--- MATERIAL FOR THIS TASK Enclosed Below ---

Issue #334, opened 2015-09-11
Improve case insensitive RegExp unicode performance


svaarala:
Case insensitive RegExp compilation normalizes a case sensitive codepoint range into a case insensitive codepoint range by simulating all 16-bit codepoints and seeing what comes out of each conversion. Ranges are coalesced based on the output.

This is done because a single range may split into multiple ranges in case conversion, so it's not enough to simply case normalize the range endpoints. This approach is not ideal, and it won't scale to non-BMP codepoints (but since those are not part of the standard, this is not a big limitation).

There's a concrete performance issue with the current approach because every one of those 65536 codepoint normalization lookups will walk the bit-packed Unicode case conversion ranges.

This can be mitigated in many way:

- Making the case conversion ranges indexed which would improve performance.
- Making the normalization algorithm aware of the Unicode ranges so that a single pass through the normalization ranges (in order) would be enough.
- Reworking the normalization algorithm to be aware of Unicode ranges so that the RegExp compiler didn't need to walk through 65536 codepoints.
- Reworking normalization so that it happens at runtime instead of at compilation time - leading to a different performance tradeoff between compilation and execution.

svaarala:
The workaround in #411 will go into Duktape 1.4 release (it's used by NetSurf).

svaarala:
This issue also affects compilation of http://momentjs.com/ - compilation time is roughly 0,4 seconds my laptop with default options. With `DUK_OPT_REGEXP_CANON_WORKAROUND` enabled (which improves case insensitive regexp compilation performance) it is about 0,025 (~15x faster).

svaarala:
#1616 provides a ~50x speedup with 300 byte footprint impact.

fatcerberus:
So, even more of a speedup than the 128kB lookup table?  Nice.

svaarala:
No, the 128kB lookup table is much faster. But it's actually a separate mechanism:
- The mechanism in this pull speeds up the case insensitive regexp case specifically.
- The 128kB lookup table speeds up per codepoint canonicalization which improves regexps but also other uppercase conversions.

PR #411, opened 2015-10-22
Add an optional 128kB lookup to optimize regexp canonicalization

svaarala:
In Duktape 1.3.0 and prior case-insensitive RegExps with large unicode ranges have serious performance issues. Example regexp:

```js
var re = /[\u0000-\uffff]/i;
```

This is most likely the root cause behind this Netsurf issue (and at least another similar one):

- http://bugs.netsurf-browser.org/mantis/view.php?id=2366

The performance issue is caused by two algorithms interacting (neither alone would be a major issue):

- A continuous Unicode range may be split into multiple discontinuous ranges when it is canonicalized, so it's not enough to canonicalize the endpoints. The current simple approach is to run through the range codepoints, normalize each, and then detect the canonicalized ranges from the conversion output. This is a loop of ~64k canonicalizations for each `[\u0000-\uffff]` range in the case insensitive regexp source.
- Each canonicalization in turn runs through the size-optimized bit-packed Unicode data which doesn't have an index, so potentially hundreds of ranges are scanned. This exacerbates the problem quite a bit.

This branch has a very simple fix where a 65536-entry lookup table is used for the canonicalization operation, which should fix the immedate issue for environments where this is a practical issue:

--- End of Enclosed MATERIAL FOR THIS TASK ---

*WHAT NEEDS TO BE DONE*: Return only the lines between the one holding "PR #411, opened 2015-10-22" and the one holding "This is most", inclusive, exactly as they appear above.

*SOLUTION TO THIS EXERCISE*:
PR #411, opened 2015-10-22
Add an optional 128kB lookup to optimize regexp canonicalization

svaarala:
In Duktape 1.3.0 and prior case-insensitive RegExps with large unicode ranges have serious performance issues. Example regexp:

```js
var re = /[\u0000-\uffff]/i;
```

This is most likely the root cause behind this Netsurf issue (and at least another similar one):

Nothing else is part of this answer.